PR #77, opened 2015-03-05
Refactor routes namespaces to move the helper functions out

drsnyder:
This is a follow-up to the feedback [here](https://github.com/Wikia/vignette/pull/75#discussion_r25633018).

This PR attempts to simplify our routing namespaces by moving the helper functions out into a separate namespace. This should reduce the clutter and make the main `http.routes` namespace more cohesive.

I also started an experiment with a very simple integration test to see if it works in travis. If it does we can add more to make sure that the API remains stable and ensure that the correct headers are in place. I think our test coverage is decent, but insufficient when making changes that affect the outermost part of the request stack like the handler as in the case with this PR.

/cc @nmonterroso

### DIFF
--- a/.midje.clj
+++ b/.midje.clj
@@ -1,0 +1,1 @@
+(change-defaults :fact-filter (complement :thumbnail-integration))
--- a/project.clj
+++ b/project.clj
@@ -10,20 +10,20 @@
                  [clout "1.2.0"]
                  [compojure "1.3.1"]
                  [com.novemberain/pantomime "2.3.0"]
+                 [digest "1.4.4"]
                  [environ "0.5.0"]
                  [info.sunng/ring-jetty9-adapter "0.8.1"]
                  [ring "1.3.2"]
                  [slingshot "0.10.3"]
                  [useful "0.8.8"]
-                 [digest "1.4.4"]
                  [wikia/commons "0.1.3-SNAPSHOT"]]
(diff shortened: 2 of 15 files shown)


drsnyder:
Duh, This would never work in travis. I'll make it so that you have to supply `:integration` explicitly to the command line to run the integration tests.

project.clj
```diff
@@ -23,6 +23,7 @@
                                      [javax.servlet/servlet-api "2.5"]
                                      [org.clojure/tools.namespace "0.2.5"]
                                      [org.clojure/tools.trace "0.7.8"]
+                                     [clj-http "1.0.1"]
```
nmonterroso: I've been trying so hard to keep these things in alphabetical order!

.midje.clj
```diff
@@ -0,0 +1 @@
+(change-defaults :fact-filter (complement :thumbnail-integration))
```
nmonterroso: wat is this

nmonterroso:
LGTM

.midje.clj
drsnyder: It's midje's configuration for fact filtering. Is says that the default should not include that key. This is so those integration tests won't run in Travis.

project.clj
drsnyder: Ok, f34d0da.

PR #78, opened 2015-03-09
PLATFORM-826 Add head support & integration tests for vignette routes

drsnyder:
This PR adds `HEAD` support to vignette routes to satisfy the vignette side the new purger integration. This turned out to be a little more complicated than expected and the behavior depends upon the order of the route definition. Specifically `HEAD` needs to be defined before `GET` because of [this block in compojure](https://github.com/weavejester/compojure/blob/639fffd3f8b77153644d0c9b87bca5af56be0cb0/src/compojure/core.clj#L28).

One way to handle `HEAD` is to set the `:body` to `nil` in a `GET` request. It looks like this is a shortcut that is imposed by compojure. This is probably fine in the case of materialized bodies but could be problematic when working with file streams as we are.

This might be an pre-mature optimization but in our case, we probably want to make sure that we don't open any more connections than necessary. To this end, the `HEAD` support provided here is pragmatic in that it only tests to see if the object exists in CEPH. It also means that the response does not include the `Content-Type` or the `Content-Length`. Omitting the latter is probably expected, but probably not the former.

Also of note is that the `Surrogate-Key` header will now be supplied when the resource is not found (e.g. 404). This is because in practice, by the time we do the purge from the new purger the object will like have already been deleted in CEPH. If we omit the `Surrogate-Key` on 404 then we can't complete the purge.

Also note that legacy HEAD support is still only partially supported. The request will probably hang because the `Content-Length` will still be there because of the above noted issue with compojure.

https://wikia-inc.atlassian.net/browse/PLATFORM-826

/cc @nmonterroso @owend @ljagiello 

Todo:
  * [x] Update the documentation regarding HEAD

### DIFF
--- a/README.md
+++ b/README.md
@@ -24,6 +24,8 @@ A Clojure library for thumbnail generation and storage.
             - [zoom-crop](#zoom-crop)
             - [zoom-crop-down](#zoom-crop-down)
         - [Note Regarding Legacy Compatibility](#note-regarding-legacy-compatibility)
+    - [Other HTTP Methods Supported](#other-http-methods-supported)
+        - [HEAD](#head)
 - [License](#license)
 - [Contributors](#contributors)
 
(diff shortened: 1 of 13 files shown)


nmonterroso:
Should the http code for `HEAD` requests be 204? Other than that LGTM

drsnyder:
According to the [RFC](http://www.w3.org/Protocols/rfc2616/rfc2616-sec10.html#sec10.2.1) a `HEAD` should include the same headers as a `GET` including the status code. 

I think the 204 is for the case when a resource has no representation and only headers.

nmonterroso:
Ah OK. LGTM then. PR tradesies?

■ ■ ■ ■ ■

**Instructions to follow**
Every entry must be duplicated exactly as it was written.

**Task result**
PR #77, opened 2015-03-05
Refactor routes namespaces to move the helper functions out

drsnyder:
This is a follow-up to the feedback [here](https://github.com/Wikia/vignette/pull/75#discussion_r25633018).

This PR attempts to simplify our routing namespaces by moving the helper functions out into a separate namespace. This should reduce the clutter and make the main `http.routes` namespace more cohesive.

I also started an experiment with a very simple integration test to see if it works in travis. If it does we can add more to make sure that the API remains stable and ensure that the correct headers are in place. I think our test coverage is decent, but insufficient when making changes that affect the outermost part of the request stack like the handler as in the case with this PR.

/cc @nmonterroso

### DIFF
--- a/.midje.clj
+++ b/.midje.clj
@@ -1,0 +1,1 @@
+(change-defaults :fact-filter (complement :thumbnail-integration))
--- a/project.clj
+++ b/project.clj
@@ -10,20 +10,20 @@
                  [clout "1.2.0"]
                  [compojure "1.3.1"]
                  [com.novemberain/pantomime "2.3.0"]
+                 [digest "1.4.4"]
                  [environ "0.5.0"]
                  [info.sunng/ring-jetty9-adapter "0.8.1"]
                  [ring "1.3.2"]
                  [slingshot "0.10.3"]
                  [useful "0.8.8"]
-                 [digest "1.4.4"]
                  [wikia/commons "0.1.3-SNAPSHOT"]]
(diff shortened: 2 of 15 files shown)


drsnyder:
Duh, This would never work in travis. I'll make it so that you have to supply `:integration` explicitly to the command line to run the integration tests.

project.clj
```diff
@@ -23,6 +23,7 @@
                                      [javax.servlet/servlet-api "2.5"]
                                      [org.clojure/tools.namespace "0.2.5"]
                                      [org.clojure/tools.trace "0.7.8"]
+                                     [clj-http "1.0.1"]
```
nmonterroso: I've been trying so hard to keep these things in alphabetical order!

.midje.clj
```diff
@@ -0,0 +1 @@
+(change-defaults :fact-filter (complement :thumbnail-integration))
```
nmonterroso: wat is this

nmonterroso:
LGTM

.midje.clj
drsnyder: It's midje's configuration for fact filtering. Is says that the default should not include that key. This is so those integration tests won't run in Travis.

project.clj
drsnyder: Ok, f34d0da.

PR #78, opened 2015-03-09
PLATFORM-826 Add head support & integration tests for vignette routes

drsnyder:
This PR adds `HEAD` support to vignette routes to satisfy the vignette side the new purger integration. This turned out to be a little more complicated than expected and the behavior depends upon the order of the route definition. Specifically `HEAD` needs to be defined before `GET` because of [this block in compojure](https://github.com/weavejester/compojure/blob/639fffd3f8b77153644d0c9b87bca5af56be0cb0/src/compojure/core.clj#L28).

One way to handle `HEAD` is to set the `:body` to `nil` in a `GET` request. It looks like this is a shortcut that is imposed by compojure. This is probably fine in the case of materialized bodies but could be problematic when working with file streams as we are.

This might be an pre-mature optimization but in our case, we probably want to make sure that we don't open any more connections than necessary. To this end, the `HEAD` support provided here is pragmatic in that it only tests to see if the object exists in CEPH. It also means that the response does not include the `Content-Type` or the `Content-Length`. Omitting the latter is probably expected, but probably not the former.

Also of note is that the `Surrogate-Key` header will now be supplied when the resource is not found (e.g. 404). This is because in practice, by the time we do the purge from the new purger the object will like have already been deleted in CEPH. If we omit the `Surrogate-Key` on 404 then we can't complete the purge.

Also note that legacy HEAD support is still only partially supported. The request will probably hang because the `Content-Length` will still be there because of the above noted issue with compojure.

https://wikia-inc.atlassian.net/browse/PLATFORM-826

/cc @nmonterroso @owend @ljagiello 

Todo:
  * [x] Update the documentation regarding HEAD

### DIFF
--- a/README.md
+++ b/README.md
@@ -24,6 +24,8 @@ A Clojure library for thumbnail generation and storage.
             - [zoom-crop](#zoom-crop)
             - [zoom-crop-down](#zoom-crop-down)
         - [Note Regarding Legacy Compatibility](#note-regarding-legacy-compatibility)
+    - [Other HTTP Methods Supported](#other-http-methods-supported)
+        - [HEAD](#head)
 - [License](#license)
 - [Contributors](#contributors)
 
(diff shortened: 1 of 13 files shown)


nmonterroso:
Should the http code for `HEAD` requests be 204? Other than that LGTM

drsnyder:
According to the [RFC](http://www.w3.org/Protocols/rfc2616/rfc2616-sec10.html#sec10.2.1) a `HEAD` should include the same headers as a `GET` including the status code. 

I think the 204 is for the case when a resource has no representation and only headers.

nmonterroso:
Ah OK. LGTM then. PR tradesies?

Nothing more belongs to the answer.